▶ _Task to carry out_: Each entry needs to be repeated exactly, with nothing added or removed.
------
PR #2594, opened 2026-04-01
Dokka Documentation

jimlyas:
This PR include

## Dokka Documentation Generation

Removing `docs` module, Now Dokka documentation can be generated directly from the root project. 

```shell
# Before
./gradlew :docs:dokkaGeneratePublicationHtml

# After
./gradlew dokkaGeneratePublicationHtml
```

The generated documentation:

|Module|ScreenShoot|
|---|---|
|Root|All Module|
|App|App Module|
|Library|Library Module|

There's some package documentation named `packages.md` for `app` and `library` modules **generated by AI**.


fire-light42:
Great contributions! 

However please keep these two changes as separate pull requests to make it easier to review and merge accordingly. It also helps with future debugging and reverting.

Luna712:
Note to @fire-light42 before merging this I would *prefer* (though definitely up to you) this wait until after AGP 9, as I have spent months testing and working on AGP 9 changes including Dokka support and other stuff, I really dont want to have to rebegin testing compatibility with the merged projects and removal of docs which does change the functionality a bit. Again up to you though.

Overall this is a nice contribution though and this is not to say otherwise.

fire-light42:
Of course, those who have made pull requests should not worry about having to adapt to new changes due to a slow review process.

app/packages.md
```diff
@@ -0,0 +1,233 @@
...
+
+Extensions management:
+- ExtensionsFragment - Extensions UI
+- PluginsFragment, PluginDetailsFragment - Plugin management
+- ExtensionsViewModel, PluginsViewModel - State management
+
+# Package com.lagradost.cloudstream3.ui.settings.testing
+
+Testing utilities:
+- TestFragment - Testing UI
```
fire-light42, line 187: I am unsure about AI generated documentation for these things. 

It may look good at a glance, but it might not be very good long term. First of all it creates a maintenance task, which requires maintainers and contributors to keep this updated every time something is changed. 

Secondly, it is not very helpful. In this example we have "Testing UI", what does it mean? It tells nothing more than the file name currently. 

I think if we want more documentation about what files do we need to introduce a code standard wherein people use doc comments more and in an organized manner A workflow could then automatically generate appropriate documentation. This would make intuitive sense for contributors and be useful even if people only look at the code.

jimlyas: I fully agree, the AI-generated documentation is far from decent.

I just thought it might be a nice addition to the project's documentation, by having some definition of what does the package contains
------
▶ _Your response_:
PR #2594, opened 2026-04-01
Dokka Documentation

jimlyas:
This PR include

## Dokka Documentation Generation

Removing `docs` module, Now Dokka documentation can be generated directly from the root project. 

```shell
# Before
./gradlew :docs:dokkaGeneratePublicationHtml

# After
./gradlew dokkaGeneratePublicationHtml
```

The generated documentation:

|Module|ScreenShoot|
|---|---|
|Root|All Module|
|App|App Module|
|Library|Library Module|

There's some package documentation named `packages.md` for `app` and `library` modules **generated by AI**.


fire-light42:
Great contributions! 

However please keep these two changes as separate pull requests to make it easier to review and merge accordingly. It also helps with future debugging and reverting.

Luna712:
Note to @fire-light42 before merging this I would *prefer* (though definitely up to you) this wait until after AGP 9, as I have spent months testing and working on AGP 9 changes including Dokka support and other stuff, I really dont want to have to rebegin testing compatibility with the merged projects and removal of docs which does change the functionality a bit. Again up to you though.

Overall this is a nice contribution though and this is not to say otherwise.

fire-light42:
Of course, those who have made pull requests should not worry about having to adapt to new changes due to a slow review process.

app/packages.md
```diff
@@ -0,0 +1,233 @@
...
+
+Extensions management:
+- ExtensionsFragment - Extensions UI
+- PluginsFragment, PluginDetailsFragment - Plugin management
+- ExtensionsViewModel, PluginsViewModel - State management
+
+# Package com.lagradost.cloudstream3.ui.settings.testing
+
+Testing utilities:
+- TestFragment - Testing UI
```
fire-light42, line 187: I am unsure about AI generated documentation for these things. 

It may look good at a glance, but it might not be very good long term. First of all it creates a maintenance task, which requires maintainers and contributors to keep this updated every time something is changed. 

Secondly, it is not very helpful. In this example we have "Testing UI", what does it mean? It tells nothing more than the file name currently. 

I think if we want more documentation about what files do we need to introduce a code standard wherein people use doc comments more and in an organized manner A workflow could then automatically generate appropriate documentation. This would make intuitive sense for contributors and be useful even if people only look at the code.

jimlyas: I fully agree, the AI-generated documentation is far from decent.

I just thought it might be a nice addition to the project's documentation, by having some definition of what does the package contains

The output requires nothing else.